For a moment, I hesitated. This would be my last chance to change my mind. I was about to risk my life. And even if tonight’s gamble paid off, there was still no telling what the eventual outcome would be for me, for Lethe, or for any of those who served Aeolus. But I suppose love makes a man reckless. Because I only held back for a minute, before striding toward the cluster of boulders with fresh determination.
As I drew closer, I could see the features gouged into the black stones. Gaping mouths with tongues dangling between jagged teeth, carved beneath empty eyes. Rain had beaten at the faces, pock marking them with tiny holes, while moss and lichens obscured some of their features. Legend claimed that they were the abandoned idols of some religion older than anyone could remember, older than even Aeolus himself. But to me, they looked like immense black skulls, unburied and forgotten, left behind to rot.
It was a bad place, cursed by the deities and haunted by the dead. But that made it the perfect hideaway for a man rumored to believe in neither gods nor ghosts.
A shrill whistle, like the cry of a startled bird, echoed among the stones. But I knew there were no birds here. Bracing myself, I stopped walking. Only a moment passed before two figures emerged from behind one of the boulders. A man and a woman, both dressed in dark, patched clothing. A ragged scar ran down one side of the woman’s face. “Who are you?” she demanded. “What business do you have in this place?”
“My name is Rasmus. I’m a priest of Aeolus. And I’ve come to see your leader.”
“Hesperos?” The woman drew her sword as she stepped closer, and I could see that a long black mark had been burned into its blade, perfectly matching the scar on her face. “What business does a priest have with a bandit?”
“That, I’m afraid, is something I’ll only reveal to Hesperos.”
The man, who had initially hung back, also moved nearer. And blanched as he recognized me. His name was Damian, and he often made secret trips to Aeolus’s shrine, to pray to the god his leader denied all belief in. It was from him I’d learned most of what I knew about Hesperos, as well as where he could be found.
“It sounds like a trick,” the woman muttered. “I say we kill him.”
But Damian shook his head. “No.”
The woman arched her eyebrow, but Damian didn’t elaborate. So she only shrugged. “Alright. But I hope you’re not wasting our time.”
Poking her sword in my back, she urged me forward. And, as I obliged her, it once again occurred to me that I was playing a very dangerous game.
Hesperos was a new presence in the area, but already he’d begun to make quite a name for himself. His raids were bold, often staged against great odds, and he was famous for his arrogance. Equally whimsical in both his cruelty and his kindness, no one ever knew what fate they might meet at his hands. And yet, despite all that, he was also rumored to be a man of honor. A tangle of contradictions. And I had staked everything on the slim chance that those contradictions -- arrogance, whimsy, and honor -- would come together in the exact combination that I needed.
Eventually, we reached the center of the boulders. A campfire had been built there, and about twenty people were gathered around it, eating, or talking, or attending to the care of various weapons. Almost as many horses were tethered to stakes driven into the ground.

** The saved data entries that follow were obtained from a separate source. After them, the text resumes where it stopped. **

PR #3121, opened 2026-03-10
feat: manage update notification dot visibility for Dokan Lite/Pro

Shamim-97:
### All Submissions:

* [ x My code satisfies feature requirements
* [x] My code is tested

### Related Pull Request(s)

* Full PR Link

### Closes 

* Closes https://github.com/getdokan/dokan-pro/issues/5467

* Steps or issue link

### Changelog entry

*Title*

### Before Changes

### After Changes

### Feature Video (optional)

### PR Self Review Checklist:

* DRY: Don't Repeat Yourself.
* Performance issues
* Grammar errors.

### FOR PR REVIEWER ONLY:

## Summary by CodeRabbit

* **Bug Fixes**
  * Improved the admin dashboard's handling of version notifications to properly dismiss notices when new versions are detected and accessed.

### DIFF
--- a/src/admin/dashboard/pages/changelog/index.tsx
+++ b/src/admin/dashboard/pages/changelog/index.tsx
@@ -48,7 +48,9 @@ const ChangelogPage = () => {
             if ( pkg === 'pro' && proVersions !== null ) {
                 return;
             }
-
+            if ( dokanAdminDashboardSettings?.header_info?.has_new_version ) {
+                 dismissWhatsNewNotice( pkg );
+            }
             setLoading( true );
             try {
                 const response = await apiFetch< string >( {
@@ -74,6 +76,25 @@ const ChangelogPage = () => {
         },
         [ liteVersions, proVersions ]
     );
+    const dismissWhatsNewNotice = async (pkg: 'lite' | 'pro') => {
+        const action = pkg === 'pro' ? 'dokan-pro-whats-new-notice' : 'dokan-whats-new-notice';
+
+        try {
+            const response = await fetch(ajaxurl, {
+                method: 'POST',
+                headers: {
+                    'Content-Type': 'application/x-www-form-urlencoded',
+                },
+                body: new URLSearchParams({
+                    action: action,
+                    nonce: dokanAdminDashboard?.nonce || '',
+                    dokan_promotion_dismissed: 'true',
+                }),
+            });
+        } catch (error) {
+            console.error('Request failed:', error);
+        }
+    };
 
     // Load initial data
     useEffect( () => {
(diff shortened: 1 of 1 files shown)


MdAsifHossainNadim (changes requested):
## Request for Changes

The approach is clean — visiting changelog to auto-dismiss the "What's New" notice makes sense. A few things need to be fixed before merging.

---

### Needs Fix

**1. Unused `response` variable (lint error)**

```tsx
const response = await fetch(ajaxurl, {
```
`response` is assigned but never used. Either remove the assignment (`await fetch(...)`) or check `response.ok` for proper error handling.

**2. Code formatting doesn't follow project standards**

The new code is missing spaces inside parentheses per WordPress JS coding standards:

```tsx
// Current:
const dismissWhatsNewNotice = async (pkg: 'lite' | 'pro') => {
} catch (error) {
body: new URLSearchParams({

// Should be:
const dismissWhatsNewNotice = async ( pkg: 'lite' | 'pro' ) => {
} catch ( error ) {
body: new URLSearchParams( {
```

Please run `npm run lint:js` and fix formatting.

**3. Use `apiFetch` instead of raw `fetch`**

The rest of the component uses `@wordpress/api-fetch` for API calls. The new function uses raw `fetch` to `ajaxurl`, which is inconsistent and bypasses WordPress's built-in request handling (nonce headers, middleware, error handling). Please use `apiFetch` or add a comment explaining why raw `fetch` is needed here.

---

### Suggestion

**`dismissWhatsNewNotice` is not in `fetchChangelog`'s `useCallback` dependency array** — it could reference a stale closure. Consider adding it to the deps, wrapping it in `useCallback`, or moving the dismiss logic into a separate `useEffect`.

MdAsifHossainNadim (approved):
### Looks Good ✅

**Suggestions:**

- `dismissWhatsNewNotice( pkg )` is not awaited at `index.tsx:79-81`, and `has_new_version` (set via `wp_localize_script`) never updates client-side. Toggling between lite/pro fires duplicate dismiss AJAX requests. Consider tracking dismissed state locally with a `useState< Set< string > >` and `await` the call to prevent redundant requests.

- Only `wp_ajax_dokan-whats-new-notice` is registered in `includes/Admin/Notices/WhatsNew.php:18`. No `wp_ajax_dokan-pro-whats-new-notice` handler exists in Dokan Lite. Please verify the handler exists in Dokan Pro — if not, the pro dismiss silently fails with a `400` and the notification dot persists. Either confirm & add a code comment noting the Pro dependency, or use the same action for both and differentiate via a body parameter.

dev-shahed:
Notes: needs to test within zip

PR #3151, opened 2026-04-23
Refactor: product table for admin products

rakib1904107:
### All Submissions:

* [x] My code is tested

### Related Pull Request(s)

* Full PR Link: https://github.com/getdokan/dokan-pro/pull/5570

### Closes 

* Closes # https://github.com/getdokan/plugin-internal-tasks/issues/1691

* Steps or issue link

### Changelog entry

*Title*

### Before Changes

### After Changes

### Feature Video (optional)

### PR Self Review Checklist:

* DRY: Don't Repeat Yourself.
* Performance issues
* Grammar errors.

### FOR PR REVIEWER ONLY:

### DIFF
--- a/includes/REST/ProductController.php
+++ b/includes/REST/ProductController.php
@@ -53,7 +53,7 @@ class ProductController extends DokanRESTController {
     /**
      * Post status
      */
-    protected $post_status = [ 'publish', 'pending', 'draft' ];
+    protected $post_status = [ 'publish', 'pending', 'draft', 'future' ];
 
     /**
      * Class constructor.
@@ -69,6 +69,8 @@ class ProductController extends DokanRESTController {
             add_filter( 'woocommerce_rest_prepare_product_object', [ $this, 'add_min_max_price_to_variable_product' ], 10, 2 );
             $wc_filter_registered = true;
         }
+
+        $this->post_status = dokan_get_post_status() ? array_keys( dokan_get_post_status() ) : $this->post_status;
     }
 
     /**
@@ -537,12 +539,23 @@ class ProductController extends DokanRESTController {
     public function get_product_summary( $request ) {
         $seller_id = dokan_get_current_user_id();
 
+        // Match the list's exclusion scope so tab counts can't drift from it —
+        // Pro modules add `product_pack` etc. via this filter.
+        $exclude_types = array_values(
+            array_unique(
+                array_merge(
+                    [ 'booking', 'auction' ],
+                    (array) apply_filters( 'dokan_product_listing_exclude_type', [] )
+                )
+            )
+        );
+
         $data = [
-            'post_counts'      => dokan_count_posts( 'product', $seller_id ),
+            'post_counts'      => dokan_count_posts( 'product', $seller_id, $exclude_types ),
             'products_url'     => dokan_get_navigation_url( 'products' ),
-            'instock_count'    => dokan_count_stock_posts( 'product', $seller_id, 'instock' ),
-            'outofstock_count' => dokan_count_stock_posts( 'product', $seller_id, 'outofstock' ),
-            'months'           => $this->get_product_months_data( dokan_get_current_user_id() ),
+            'instock_count'    => $this->count_products_by_stock_status( $seller_id, 'instock', $exclude_types ),
+            'outofstock_count' => $this->count_products_by_stock_status( $seller_id, 'outofstock', $exclude_types ),
+            'months'           => $this->get_product_months_data( $seller_id ),
         ];
 
         /**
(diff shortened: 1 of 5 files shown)


MdAsifHossainNadim:
## Review

Two coordinated changes for the admin "Products" dashboard list:

1. **Lite** — Bundle the per-action `/products/summary` call into the `/products` collection response via a new `X-Dokan-Product-Summary` header. Adds `future` to default post statuses, dynamically picks up Pro statuses (e.g. `reject`) via `dokan_get_post_status()`, and exposes a new `dokan_product_list_table_tabs` JS filter so Pro can inject status tabs.
2. **Pro** — Adds a new "Rejected" tab via the JS filter, and an `include_hidden_products` request flag so the dashboard list bypasses the `exclude-from-catalog` visibility filter that the subscription / RFQ modules apply by default.

The intent is good — eliminating the duplicate round-trip and making the tabs extensible.

---

### CRITICAL

#### 1. `isset()` check on `include_hidden_products` is a permanent bypass

**Pro — 3 sites**: `RequestForQuotationController.php:1179`, `subscription/Helper.php:1286`, `subscription/ProductStatusChanger.php:179`.

```php
if ( isset( $params['include_hidden_products'] ) ) {
    return $args; // skips exclude-from-catalog
}
```

Any request that includes the param at all — even `?include_hidden_products=0` or `=false` — bypasses the visibility filter. Worse, in `ProductStatusChanger::filter_products_for_api`:

```php
$args['include_hidden_products'] = $request->get_param( 'include_hidden_products' );
```

This unconditionally writes the key into `$args` even when the request did not send it (`get_param` returns `null`, but `isset()` on the array key downstream still returns `true`). The downstream `Helper::set_default_tax_query` then permanently skips visibility for any caller that goes through `filter_products_for_api`.

**Fix:**

```php
if ( dokan_string_to_bool( $request->get_param( 'include_hidden_products' ) ) ) {
    return $args;
}
```

Plus drop the unconditional `$args[...] = $request->get_param(...)` write — replace with a conditional set, or pass the value explicitly into the helper.

This needs to be a registered, sanitized parameter on the Lite endpoint schema (`get_product_collection_params`), not a free-form magic key.

---

### ERROR

#### 2. `count_products_by_stock_status()` duplicates `dokan_count_stock_posts()` and loses caching + Pro extensibility

`includes/REST/ProductController.php` (new method, ~line 612)

`dokan_count_stock_posts( 'product', $seller_id, $stock_status, $exclude_types )` already exists, already accepts the exclude-types argument, and provides:

- Object cache via `Cache::get/set` keyed per vendor
- `dokan_count_posts_{$stock_type}` filter for Pro override
- `dokan_count_stock_posts_cache_key` filter

The new in-controller `WP_Query` skips all three — every collection request now triggers two uncached `WP_Query`s (in-stock + out-of-stock) per vendor.

**Fix:** Just call the existing helper:

```php
'instock_count'    => dokan_count_stock_posts( 'product', $seller_id, 'instock', $exclude_types ),
'outofstock_count' => dokan_count_stock_posts( 'product', $seller_id, 'outofstock', $exclude_types ),
```

Then delete `count_products_by_stock_status()`.

#### 3. `format_collection_response` override leaks vendor counts logic into public endpoints

`top_rated`, `best_selling`, and `related_product` all call `$this->format_collection_response( ... )` (lines 640, 667, and the related-products method). The override now runs on those calls too.

The PR works around this by guarding with `get_product_summary_permissions_check()`, but that's a behavioral patch over a structural problem — the override is doing two unrelated jobs (pagination + dashboard summary). A reviewer/maintainer touching either path later can easily break the assumption.

**Suggested fix:** Don't override `format_collection_response`. Instead, attach the summary header in `get_items()` (or wherever the dashboard list endpoint is served) only after the parent call returns. The header logic belongs next to the endpoint that needs it, not in a shared formatter.

#### 4. Header payload can exceed practical proxy/server limits

`X-Dokan-Product-Summary` contains `wp_json_encode( $summary->get_data() )` — `post_counts`, `months[]` (up to N months of vendor product history), `subscription_remaining` from Pro, plus anything `dokan_product_listing_summary_data` filter appends.

Most reverse proxies cap individual headers around 8 KB (nginx default `large_client_header_buffers` is 8K; CloudFront 16K total response headers). For an old vendor with many months of history plus a few Pro filters, this can silently get stripped or truncated.

**Suggested fix:** Either return the summary in the response body (e.g., as a `_summary` envelope alongside `data`), or split into a couple of small numeric headers and keep the heavy bits (`months`, `subscription_remaining`) on the existing `/summary` endpoint. The free-form Pro filter `dokan_product_listing_summary_data` is the riskiest part.

#### 5. Public API behavior change: default `post_status` widened for every consumer

```php
$this->post_status = dokan_get_post_status() ? array_keys( dokan_get_post_status() ) : $this->post_status;
```

Every caller of `/dokan/v1/products` who doesn't pass an explicit `status` param now gets `publish + pending + draft + future` (and any Pro-registered statuses like `reject`). Previously just `publish + pending + draft`.

This affects 3rd-party integrations and is not documented in the changelog. At minimum it needs a `@since` note on the property and a changelog entry. Consider gating "future" behind an opt-in param for the dashboard list specifically rather than changing the controller-wide default.

---

### WARNING

#### 6. `'reject'` status: hardcoding in Lite is wrong layering

`src/dashboard/products/ProductList.tsx:35-53`:

```ts
case 'reject': return 'danger';
case 'reject': return __( 'Rejected', 'dokan-lite' );
```

`'reject'` is a Pro concept (product-rejection module). Hardcoding it in Lite leaks Pro vocabulary into Lite. Lite already falls back to `status` slug for unknown statuses in `useProducts.applySummary` (`knownLabels[key] ?? key`), and Pro registers the tab via `dokan_product_list_table_tabs`. Pro should also register the badge variant + label via a similar JS filter (e.g., `dokan_product_status_label`, `dokan_product_status_badge_variant`) — keep Lite ignorant of Pro statuses.

#### 7. Pro tab text-domain inconsistency

`dokan-pro/src/features/products/tabs/index.tsx:32`:

```ts
label: __( 'Rejected', 'dokan' ),
```

Verify the rest of dokan-pro frontend uses `'dokan'` (some files use `'dokan-lite'` after the consolidation). Worth grepping siblings to be consistent.

#### 8. Initial mount no longer fetches summary independently

After removing the `useEffect( fetchStatusCounts )`, the very first render shows zeroed `statusCounts` until `fetchProducts` resolves. With slow networks or auth retries, the tabs flash "All (0) | Published (0) | …" before populating. Minor UX regression. The placeholder `useState` initializer in `useProducts.ts:55-83` masks this for the known statuses, but Pro's `Rejected` tab (count from filter) shows 0 on first paint.

#### 9. `count_products_by_stock_status` query is missing cache flags

`'fields' => 'ids'` is good, but for a count-only query (`posts_per_page => 1`, only `found_posts` used), passing `'update_post_meta_cache' => false` and `'update_post_term_cache' => false` further trims the work. Moot if you switch to the existing `dokan_count_stock_posts()` helper per #2.

---

### SUGGESTION

#### 10. `exclude_types` derivation duplicated

`includes/REST/ProductController.php:543-552` reproduces what `dokan_count_posts()` already does internally (it defaults `$exclude_product_types` to `[ 'booking', 'auction' ]`). Either expose a small helper in `includes/functions.php` (`dokan_get_excluded_product_types()`) or rely on the helper's default and only merge Pro extras when needed.

#### 11. TS `( string & {} )` escape hatch in `ProductStatus`

```ts
export type ProductStatus = 'all' | 'publish' | … | ( string & {} );
```

Acceptable pattern for "known + arbitrary string". A short comment noting "Pro modules may register additional statuses (e.g. `reject`)" would help the next reader.

#### 12. PR template gaps

Both PRs leave **Changes proposed**, **How to test**, **Changelog entry**, **Before/After Changes** empty. Reviewers and QA will need these — please fill before requesting QA. Also tick the *Changelog entry* checklist item and add a `Changelog Updated` label once added.

---

### Test Coverage

No PHPUnit changes for the new public method `count_products_by_stock_status` or the new `format_collection_response` override; no Playwright update for the new "Rejected" tab. Given the public-API behavior change in #5 and the security-sensitive flag in #1, please add:

- PHPUnit: `format_collection_response` returns summary header only for users with `dokan_view_product_status_report` cap.
- PHPUnit: `include_hidden_products=0` does **not** bypass visibility (regression test for #1).
- Playwright: vendor with rejected products sees the Rejected tab and a non-zero count.

---

### Summary

Direction is right (one round-trip, JS-filter extensibility), but the security bypass in #1 and the duplicated/uncached count logic in #2 must be addressed before merge. #3 and #4 are architectural — worth fixing now while the surface is small. The Lite/Pro coupling around `'reject'` (#6) should also be cleaned up so Pro-only vocabulary doesn't leak into Lite.

kzamanbd (approved):

PR #3226, opened 2026-05-22
fix: Approve exact fractional balance without false rejection.

MdAsifHossainNadim:
### All Submissions:

* [ ] My code is tested

Admin approval of a withdraw request was failing with "You don't have enough balance for this request" when the requested amount exactly equalled the vendor's remaining balance and either side carried decimals. The same boundary also caused `Hooks::update_vendor_balance()` to silently skip the credit-row insert, leaving an approved withdraw with no offsetting balance entry.

Root cause: both sites compared `dokan_get_seller_balance()` (a `float`) against the request amount with strict `>` / `<`, and IEEE-754 drift from float subtraction (e.g. balance computed as `5.4999999998` after a partial approval instead of `5.5`) flipped the boundary in production data.

Fix: compare in integer cents (`* 100`, rounded) in both call sites so the drift is rounded away into the same bucket without changing the rest of the validation contract. No new dependency added (no bcmath); matches WooCommerce's own scaled-integer pattern.

Files changed:
- `includes/Withdraw/Manager.php` — `is_valid_approval_request()` pre-approval guard.
- `includes/Withdraw/Hooks.php` — `update_vendor_balance()` post-approval credit-insert guard (also drops the now-unused `NumberUtil` import).

### Related Pull Request(s)

* Full PR Link

### Closes 

* Closes getdokan/dokan-pro#5675

* Steps or issue link

1. As a vendor, accumulate a withdrawable balance of `10.5` (e.g., insert a debit row of `10.5` in `wp_dokan_vendor_balance`).
2. Submit a withdraw request for `5` and have admin approve it. Confirm the credit row is inserted and the remaining balance is `5.5`.
3. Submit a second withdraw request for `5.5` (the exact remaining balance) and have admin approve it.
4. **Expected:** approval succeeds, credit row is inserted, vendor balance lands at exactly `0`.
5. Repeat with the order reversed (`5.5` first, then `5`) to confirm there is no regression for the previously-working path.

### Changelog entry

*Title*

Fix: withdraw approval failing on exact fractional balance

Previously, approving a withdraw request whose amount equalled the vendor's remaining balance — when the balance carried decimals from prior partial approvals — could fail with "You don't have enough balance for this request" or, worse, succeed in flipping the withdraw status to approved without inserting the matching credit row in `wp_dokan_vendor_balance`. The behaviour depended on the order in which decimal-vs-whole amounts were approved.

After this change, the balance-vs-amount comparison is performed in integer cents, so floating-point drift can no longer flip the strict-comparison boundary. An exact-balance withdrawal approves cleanly and the credit row is always written when the request reaches that step.

### Before Changes

Reproduction video (from the linked issue): https://d.pr/v/E3NVQj

### After Changes

### Feature Video (optional)

### PR Self Review Checklist:

* DRY: Don't Repeat Yourself.
* Performance issues
* Grammar errors.

### FOR PR REVIEWER ONLY:

* [ ] Correct — Does the change do what it's supposed to? ie: code 100% fulfilling the requirements?

## Summary by CodeRabbit

* **Bug Fixes**
  * Improved precision of withdrawal balance validation during approval processing
  * Fixed notification display layering in the withdraw interface

### DIFF
--- a/includes/Withdraw/Hooks.php
+++ b/includes/Withdraw/Hooks.php
@@ -2,8 +2,6 @@
 
 namespace WeDevs\Dokan\Withdraw;
 
-use Automattic\WooCommerce\Utilities\NumberUtil;
-
 class Hooks {
 
     /**
@@ -112,7 +110,11 @@ class Hooks {
     public function update_vendor_balance( $withdraw ) {
         global $wpdb;
 
-        if ( NumberUtil::round( dokan_get_seller_balance( $withdraw->get_user_id(), false ), 2 ) < NumberUtil::round( $withdraw->get_amount(), 2 ) ) {
+        // Compare in integer cents — over-rejecting on float drift would leave an approved withdraw with no offsetting credit row.
+        $balance_cents = (int) round( (float) dokan_get_seller_balance( $withdraw->get_user_id(), false ) * 100 );
+        $amount_cents  = (int) round( (float) $withdraw->get_amount() * 100 );
+
+        if ( $balance_cents < $amount_cents ) {
             return;
         }
 
--- a/includes/Withdraw/Manager.php
+++ b/includes/Withdraw/Manager.php
@@ -41,7 +41,11 @@ class Manager {
             return new WP_Error( 'dokan_withdraw_empty', __( 'Withdraw amount required ', 'dokan-lite' ) );
         }
 
-        if ( $amount > $balance ) {
+        // Compare in integer cents so an exact-balance withdrawal is not rejected by IEEE-754 drift.
+        $balance_cents = (int) round( (float) $balance * 100 );
+        $amount_cents  = (int) round( (float) $amount * 100 );
+
+        if ( $amount_cents > $balance_cents ) {
             return new WP_Error( 'dokan_withdraw_not_enough_balance', __( 'You don\'t have enough balance for this request', 'dokan-lite' ) );
         }
 
--- a/src/admin/dashboard/pages/withdraw/index.tsx
+++ b/src/admin/dashboard/pages/withdraw/index.tsx
@@ -326,10 +326,15 @@ const WithdrawPage = () => {
             isEligible: ( item ) => item?.status === 'pending',
             callback: ( items ) => {
                 const failedItems = items.filter( ( item ) => {
-                    const requestedAmount = parseFloat( item?.amount ) || 0;
-                    const currentBalance = parseFloat( item?.user?.balance ) || 0;
-                    
-                    return currentBalance < requestedAmount;
+                    // Compare in integer cents so float drift can't reject an exact-balance request — mirrors the backend approval guard.
+                    const requestedCents = Math.round(
+                        ( parseFloat( item?.amount ) || 0 ) * 100
+                    );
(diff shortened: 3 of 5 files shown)


MdAsifHossainNadim:
## Verdict: Approve ✅

Reviewed against `.claude/skills/dokan-code-review` (PR template, REST/security checklist, label taxonomy).

### What the PR does

1. **`includes/Withdraw/Manager.php` — `is_valid_approval_request()`**
   Replaces the raw `$amount > $balance` strict-float compare with an integer-cents comparison after the existing `wc_format_decimal( …, 2 )` rounding. Defensive symmetry with the Hooks fix below; with `wc_format_decimal` already shielding the inputs, this is primarily a consistency/intent change.

2. **`includes/Withdraw/Hooks.php` — `update_vendor_balance()`** *(the actual bug)*
   The pre-fix `NumberUtil::round( $balance, 2 ) < NumberUtil::round( $amount, 2 )` operated on raw floats with no upstream shielding, so IEEE-754 drift could round the two sides into different 2-dp buckets and silently `return` before inserting the credit row — leaving the withdraw approved but with no offsetting entry in `wp_dokan_vendor_balance`. Now compared in integer cents (`(int) round( $value * 100 )`), so a `5.4999999998`-style drift collapses into the same bucket as `5.5`. Also drops the now-unused `NumberUtil` import.

3. **`src/layout/index.tsx` + `src/dashboard/withdraw/tailwind.scss` — toaster z-index**
   `react-hot-toast` ships with an inline `z-index: 9999`, which renders *behind* the WP modal backdrop (`100000`). With the vendor withdraw flow using a modal for confirmations, any approval/rejection toast was hidden. The fix opts the toaster into a `dokan-toaster` container class and raises it to `100001 !important` when the vendor withdraw wrapper is on the page.

### Verification

- Backend: walked the boundary math; integer-cents collapses drift around the 2-dp boundary correctly, no behavior change for clearly-under or clearly-over cases.
- Frontend: confirmed in the browser at `/dashboard/new/#withdraw` — the toaster container resolves to a computed `z-index: 100001`, sitting above the modal backdrop (`100000`). Visually verified by triggering a toast over an open modal: the toast renders on top.

### Carry-over suggestions (non-blocking)

- The `Manager.php` change is structurally a no-op given the upstream `wc_format_decimal( …, 2 )`. Worth keeping for symmetry, but not behavior-changing on its own.
- 2-dp precision is hardcoded; future-proofing for stores with `wc_get_price_decimals() != 2` (e.g. crypto) could thread `pow(10, wc_get_price_decimals())` through both call sites.
- PHPUnit boundary tests for `is_valid_approval_request` and `update_vendor_balance` would lock the contract against future drift-handling regressions — recommended as a follow-up.
- The admin React dashboard withdraw page (`src/admin/dashboard/pages/withdraw`) also opens a `DokanModal` for approve/cancel actions and is the original symptom site; a parallel `containerClassName` + scoped z-index rule there would close the visible-toast gap on the admin side as well.

dev-shahed:
### Issue not solved, while approving from here: ###
image

### Solved from here:  ###
image

@MdAsifHossainNadim

mrabbani (approved):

My escorts guided me to the far side of the campfire, ignoring the curious looks they were given, until they stood before two men arguing about some sort of map. At first, neither man noticed us. But my companions seemed reluctant to interrupt them. Finally, one man glanced up and nodded to the other. That man, whose back had been to us, turned around. And I knew I’d found Hesperos.
His mouth was small and hard, like the pit some exotic fruit, and the lines of his cheekbones seemed ready to cut through his skin. Strands of his jet black hair had been hastily shoved behind one ear. For a moment, when the last rays of evening light struck his back, his face seemed as ancient and skull-like as the carvings all around us. Then the sunset dropped away, leaving him illuminated by the campfire -- a handsome man who’d spent his life fighting.
Seeing us, Hesperos smiled. But his expression was not comforting. He looked like a cat that had just been presented with a toy mouse. “Damian. Melanthe. And I see you’ve brought us a guest.”
“He says he’s a priest,” Melanthe muttered.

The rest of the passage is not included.